### What you have to do
All lines containing the string "TypeParameter" must be copied from the entries.

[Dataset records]
────────

PR #3334, opened 2023-01-06
Add test case and release notes for 3333 fix

### LINKED ISSUE #3333: Match expression type inference is incorrect
### Dafny version

3.10.0

```dafny
newtype uint16 = x: int | 0 <= x < 0x1_0000
datatype Datatype = A | B
{
  function method Foo(): uint16 {
    match this
    case A => 1
    case B => 2
  }
}
```

```code
dafny verify filename.dfy

```

### What happened?

I expect to get an error, since newtypes cannot be automatically converted to their basetype.

```
filename.dfy(5,18): Error: Function body type mismatch (expected uint16, got int)
1 resolution/type errors detected in filename.dfy
```

Mac

keyboardDrummer:
Fixes #3333

The actual fix was already accidentally made in https://github.com/dafny-lang/dafny/pull/2734, this PR is just adding a test case and a release note, and removing some obsolete code.

### DIFF
--- a/Source/DafnyCore/AST/Expressions/NestedMatchExpr.cs
+++ b/Source/DafnyCore/AST/Expressions/NestedMatchExpr.cs
@@ -67,12 +67,6 @@ public class NestedMatchExpr : Expression, ICloneable<NestedMatchExpr> {
       return;
     }
 
-    var dtd = sourceType.AsDatatype;
-    var subst = new Dictionary<TypeParameter, Type>();
-    if (dtd != null) {
-      subst = TypeParameter.SubstitutionMap(dtd.TypeArgs, sourceType.TypeArgs);
-    }
-
     Type = new InferredTypeProxy();
     foreach (var kase in Cases) {
       resolver.scope.PushMarker();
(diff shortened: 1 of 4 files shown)


Test/git-issues/git-issue-3333.dfy.expect
```diff
@@ -0,0 +1,2 @@
+git-issue-3333.dfy(8,18): Error: Function body type mismatch (expected uint16, got int)
```
MikaelMayer, line 1: At some point it will be good to actually say in this case "To declare a constant integer as a uint16, write "1 as uint16x"", but I guess it's out of this scope.

Source/DafnyCore/AST/Expressions/NestedMatchExpr.cs
```diff
@@ -67,12 +67,6 @@ public class NestedMatchExpr : Expression, ICloneable<NestedMatchExpr> {
       return;
     }
 
-    var dtd = sourceType.AsDatatype;
```
MikaelMayer, line 70: I guess this is dead code, right?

────────

### Expected output
-    var subst = new Dictionary<TypeParameter, Type>();
-      subst = TypeParameter.SubstitutionMap(dtd.TypeArgs, sourceType.TypeArgs);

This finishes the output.